Still, it's worth noting for the record that the New Deal didn't really do what most of these people think it did. It didn't, for example, end the Great Depression. It prolonged it - by years. It didn't really crack down on big business - it gave big business unprecedented power to regulate itself, to the detriment of small businessmen.
But when you point out these facts, the usual response is, "So what?"
Well, if you're going to proclaim that what we need is a new New Deal when you're conceding that the New Deal didn't work, you've got a problem on your hands.
But the problems go deeper than that. Some say what they love about the New Deal was its "bold, persistent experimentation," in FDR's famous words.
"We need our leaders to recapture the urgency of the New Deal era, an enthusiasm for experimentation that attempts to address Americans' core challenges and not just win elections," writes Andrea Batista Schlesinger in the April 7 issue of The Nation.
Others, like Emanuel, suggest that "planning" was the essence of the New Deal.

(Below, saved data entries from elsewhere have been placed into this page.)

PR #6043, opened 2023-12-17
Change macOS icon to match Big Sur style

### LINKED ISSUE #5939: Redesign icon for macOS[Feature Request]
### Overview

macOS has standardized icons starting from Bigsur. 
https://developer.apple.com/design/human-interface-guidelines/app-icons
Ryujinx should design new icons for macOS. The current icon look a bit abrupt compared with others.
image
Would it be better to change it to this : )
image

### Smaller details

None

### Nature of request

None

None

vanelizarov:
It looks cleaner when added to Dock:
SCR-20231217-eshi

Applications list:
image

and Launchpad:
image

Fix #5939


AcK77:
Tbh if we choose to change our current macOS icon,
I’d prefer to use https://discord.com/channels/410208534861447168/412730623405457408/1182129922240684043

image

Which looks better to me, but it’s a personal choice here. That needs to be discussed even if it’s not our priority!
In any cases, thanks for your work and your suggestion.

iMonZ:
> Tbh if we choose to change our current macOS icon, I’d prefer to use https://discord.com/channels/410208534861447168/412730623405457408/1182129922240684043
> 
> image
> 
> Which looks better to me, but it’s a personal choice here. That needs to be discussed even if it’s not our priority! In any cases, thanks for your work and your suggestion.

Wow this looks amazing!
@AcK77 When can we switch to your Logo?

AcK77:
After discussion between team members, we will not change the current macOS icon to the one suggested (or the one I had suggested too), further discussion is needed on our Discord.
In that way I close this PR. Thanks for your contribution.

PR #6068, opened 2023-12-28
Revert Apple hypervisor force ordered memory change

gdkchan:
This reverts the change made on #5898 since there has been a increasing number of reports of some games freezing very often after this change. I'm not sure if that was caused by this change as those games already had problems on hypervisor before that change (AFAIK?), but they do seem to happen much more frequently now.

It does mean that BOTW will be back to the previous state of crashing/freezing almost immediately, but it was not playable anyway due to constant freezes. #6057 should generally improve the situation for playing games with hypervisor disabled, which is the current solution for games that don't work properly with hypervisor.

Left the `Reprotect` code since it will be useful in the future.


AcK77 (approved):

gdkchan:
Would be nice to get a confirmation from someone with the issue that this does indeed fixes it. I tried to test with Pokémon Scarlet, but I can't get it to freeze in `master` after a short test.

fann1993814:
I test `Grand Theft Auto: San Andreas – The Definitive Edition` can launch.
In https://github.com/Ryujinx/Ryujinx/pull/5898 PR, the game cannot launch .

Shihta:
For Super Mario RPG, both master (tag: 1.1.1102) and master + this PR will suffer from freezing randomly in my environment, but I don't think it's happening very often.

I would play it for about 30 minutes at a time. for the master branch, maybe two or three times I would have a freeze issue.
after apply this PR, I've only played it twice, the first time it freeze, but the second time it doesn't.

However, I forget to keep the log...
I will try to remember to keep the log the next time I encounter it.

MutantAura:
Tested RDR1, Legends Arceus and Violet (three main games reported).

RDR1
Master: Consistent freeze within 5-10 mins of play.
PR: Couldn't get it to freeze.

PLA: Couldn't get a freeze in either.

Violet
Master: Freezes on average (across 3 runs) between 20 - 25mins
PR: Freezes on average (across 3 runs) between 40 - 50 mins

As both PKMN games I think have had random HV freezes since day 1 it's hard to compare, RDR1 however is night and day.

Shihta:
2 logs are as the follows:

[Ryujinx_1.1.1+0_2024-01-12_20-14-49.log](https://github.com/Ryujinx/Ryujinx/files/13927168/Ryujinx_1.1.1%2B0_2024-01-12_20-14-49.log)
[Ryujinx_1.1.1+0_2024-01-12_20-05-02.log](https://github.com/Ryujinx/Ryujinx/files/13927169/Ryujinx_1.1.1%2B0_2024-01-12_20-05-02.log)

marysaka (approved):

PR #6101, opened 2024-01-09
Fix vertex buffer size when switching between inline and state draw parameters

### LINKED ISSUE #5974: [Bug] Citizens of Space and Citizens Unite Earth x Space only show half a screen
### Description of the issue

during gameplay only half a screen is shown 

### Reproduction steps

start the game 

### Log file

ryujinx_capture_2023-11-22_16-05-39
ryujinx_capture_2023-11-22_16-07-27

### OS

Windows 10

### Ryujinx version

1.11092

### Game version

1.0

### CPU

Ryzen 5 5700X

### GPU

NVIDIA RTX 2060

### RAM

16gb

### List of applied mods

_No response_

### Additional context?

_No response_

gdkchan:
Some draw commands have passes the parameters (such as vertex count as first vertex) "inline", and does not modify 3D engine state. This currently causes a problem, where the vertex buffer sizes are calculated using the new inline vertex count, but when a draw using 3D engine state happens, it does not detect the count as being modified (since the inline draw did not modify it), and keeps using the previous vertex buffer size.

This PR fixes the issue by forcing a vertex buffer update when switching between inline and state parameter draws.

Fixes rendering on Citizens of Space (it was using the wrong vertex buffer size for a specific draw, and last vertex was 0 as a result).

Before:
image
After:
image

Fixes #5974.
Testing is welcome.

### DIFF
--- a/src/Ryujinx.Graphics.Gpu/Engine/Threed/StateUpdater.cs
+++ b/src/Ryujinx.Graphics.Gpu/Engine/Threed/StateUpdater.cs
@@ -1,4 +1,4 @@
-﻿using Ryujinx.Common.Logging;
+using Ryujinx.Common.Logging;
 using Ryujinx.Graphics.GAL;
 using Ryujinx.Graphics.Gpu.Engine.Threed.Blender;
 using Ryujinx.Graphics.Gpu.Engine.Types;
--- a/src/Ryujinx.Graphics.Gpu/Engine/Threed/StateUpdater.cs
+++ b/src/Ryujinx.Graphics.Gpu/Engine/Threed/StateUpdater.cs
@@ -1,4 +1,4 @@
-using Ryujinx.Common.Logging;
+﻿using Ryujinx.Common.Logging;
 using Ryujinx.Graphics.GAL;
 using Ryujinx.Graphics.Gpu.Engine.Threed.Blender;
 using Ryujinx.Graphics.Gpu.Engine.Types;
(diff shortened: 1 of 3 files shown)


src/Ryujinx.Graphics.Gpu/Engine/Threed/StateUpdater.cs
```diff
@@ -260,6 +264,8 @@ public void Update()
             if (_drawState.DrawIndirect != _prevDrawIndirect)
             {
                 _updateTracker.ForceDirty(VertexBufferStateIndex);
+
+                _prevDrawIndirect = _drawState.DrawIndirect;
```
gdkchan, line 268: I think it was an oversight that this was not being updated, so I fixed it too. Probably a good idea to make sure games using indirect draws did not break somehow as a result of this change.

ayurai: can you give examples of games that use indirect draws?

gdkchan: Monster Hunter Rise, Bayonetta 3, Pokémon Scarlet/Violet, Ghosts n Goblins Resurrection, Mario Golf Super Rush (adventure mode), Zombie Army 4

riperiperi (approved):
Nice catch. Tested a few games that use indirect draw and they seem to be fine.

marysaka (approved):

PR #6110, opened 2024-01-13
CI: Dependabot Groups

IsaacMarovitz:
Add groups for certain dependencies:
- Avalonia
- Silk.NET
- OpenTK
- SixLabors
- NUnit

Changes PR limit from 5 to 10.

### DIFF
--- a/.github/dependabot.yml
+++ b/.github/dependabot.yml
@@ -13,7 +13,6 @@ updates:
 
   - package-ecosystem: nuget
     directory: /
-    open-pull-requests-limit: 5
     schedule:
       interval: daily
     labels:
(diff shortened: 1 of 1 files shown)


.github/dependabot.yml
```diff
@@ -22,3 +22,22 @@ updates:
...
+          - "OpenTK*"
+      SixLabors:
+        patterns:
+          - "SixLabors*"
+      NUnit:
+        patterns:
+          - "NUnit"
+      Ryujinx:
+        patterns:
+          - "Ryujinx*"
```
TSRBerry, line 43: Not sure if this is a good idea, since there are a lot of different dependencies in that namespace.

TSRBerry (commented):
Lgtm, I'm just not sure about the Ryujinx group. I'll check that again with my next review.

.github/dependabot.yml
IsaacMarovitz: Fair enough

AcK77 (approved):

PR #6122, opened 2024-01-13
CI: Update to NUnit 4

IsaacMarovitz:
Supersedes #6116

Screenshot 2024-01-29 at 13 31 54

Data was collected over 10 different runs on both NUnit 4 & 3. NUnit 4 did not show an appreciably higher failure rate than NUnit 3, with the only fails occurring on macOS runners.

All runners apart from those on macOS saw a substantial mean time decrease between 1-3 minutes. macOS saw a mean time **increase** of around 3-4 minutes.

Notably, the standard deviation of the Windows, and Linux Release runners is significantly smaller, showing less variability across runs than NUnit 3.


IsaacMarovitz:
@TSRBerry Why has this been marked `do-not-merge`? I've upgraded all the tests (All passing).

TSRBerry:
This was addressed in a Discord conversation: https://discord.com/channels/410208534861447168/410432399500115968/1195917650522538105

However let me quickly summarize:

- The previous dependabot PRs are also marked as `do-not-merge` because we have been seeing random segfaults every few workflow runs.
- We are unable to reproduce this locally unfortunately and still need to take a deeper look at that.
- Although newer versions seem to cause this issue less and less, we still need to track it down and fix it properly. Otherwise we'll need to manually restart workflows for a lot of PRs, which is less than ideal.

But planning and experimentation are, in fact, opposites. You don't "experiment" when performing an appendectomy or when building a house; you follow a plan.
More important, these New Deal nostalgists don't like experiments in the first place. It's all one-way, about finding new ways to expand government, not new ways to solve problems. Experiments like school vouchers or social security privatization: These are completely taboo to the same people clamoring for a new New Deal.
Others will tell you that what was great about the New Deal was its spirit of "hope" and "unity" - two words we hear a lot these days. But hope for what? Unity about what?
The answer is obvious. The hope for power that comes with unity. "Experimentation" is really just a dishonest word for allowing the would-be Brain Trusters to do whatever they want. And if it fails, well, that's no reason to take away their licenses, because they warned us they were "experimenting."